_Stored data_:
Segment Open
PR #4448, opened 2017-01-24
Allow owner filtering when attempting to deregister AMIs

### LINKED ISSUE #3264: force_deregister should only deregister AMIs we own

mwhooker:
Replaces #3265

Closes #3264

TODO:

- [ ] run acceptance tests


dave2:
Hmm.. in most cases, "self" is going to be the only useful value, as there's nothing packer does I'm aware of to change the ownership of an AMI. The AMI copying is only to another region for the same account ID. Probably should just default to "self" if `force_deregister` is true.

SwampDragons:
@mwhooker should we close this?

PR #4453, opened 2017-01-25
enable default http proxy for winrm communication

### LINKED ISSUE #4418: communicator/WinRM: Proxy support
I set our proxy via $env:https_proxy and $env:http_proxy.  It works fine for everything except the WinRM provisioner.  I tried setting the `netsh winhttp import proxy source=ie` and successfully connect via Test-WSMan.  I found this issue indicating it should work with RoundTripper.  Has anyone been able to make this work?

https://github.com/masterzen/winrm/issues/61

strawhatboy:
just pass the WinRMTransportDecorator to masterzen/winrm from packer side.

Closes #4418

### DIFF
--- a/helper/communicator/config.go
+++ b/helper/communicator/config.go
@@ -190,6 +190,11 @@ func (c *Config) prepareWinRM(ctx *interpolate.Context) []error {
 	if c.WinRMUser == "" {
 		errs = append(errs, errors.New("winrm_username must be specified."))
 	}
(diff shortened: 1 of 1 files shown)


strawhatboy:
@pearcec 
sorry this change is not compatible with the latest code any more... XD

pearcec:
Uh lets not close this.  We can work through it.

PR #4460, opened 2017-01-26
add debug note about ulimits.

### LINKED ISSUE #3440: packer errors if you have 100 provisioners
While doing some testing for a winrm issue I ran into this issue. When trying to build or validate a template with 100 provisioners packer gives this error. If there is a limit of provisioners maybe throw a nice error and report what the limit is. 

packer validate ~/Desktop/tooManyProvisioners.json 
Failed to initialize build 'vmware-vmx': error initializing provisioner 'powershell': fork/exec /files/go/bin/packer: too many open files

Packer v0.10.1.dev (b50036c817a36094cbead945f73159d3c49ccaea)

Example template.json 
https://gist.github.com/trodemaster/91c951ec6cb3e4fbadf2a462b3299049

Debug log
https://gist.github.com/trodemaster/4f52e34eab73c321bbaab685999e9bb9

mwhooker:
resolves #3440

I think this is the right document to update, but wondering if maybe it deserves a new `troubleshooting` page, or what.

I also didn't want to get into too many details about how ulimit works, I just wanted to raise it as a potential issue.

### DIFF
--- a/website/source/docs/other/debugging.html.md
+++ b/website/source/docs/other/debugging.html.md
@@ -96,3 +96,19 @@ AMI.
         "while [ ! -f /var/lib/cloud/instance/boot-finished ]; do echo 'Waiting for cloud-init...'; sleep 1; done"
       ]
     }
+
+
+## Issues when using numerous Builders/Provisioners/Post-Processors
+
+Packer uses a separate process for each builder, provisioner, post-processor,
+and plugin. In certain cases, if you have too many of these, you can run out of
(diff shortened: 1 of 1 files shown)


DanHam:
So the explanation is good and clear. However, if I had come across an error like that, I don't think I would necessarily have looked under 'Debugging'. For me 'Troubleshooting' seems like a more natural place for this to go.

mwhooker:
might be fine to make a new troubleshooting page in the future, but for now the debugging page serves that purpose. Will look at PRs to split the two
Segment Closed
_What the task requires_:
Pull each line containing "helper" from the records.

_Output for this task_:
--- a/helper/communicator/config.go
+++ b/helper/communicator/config.go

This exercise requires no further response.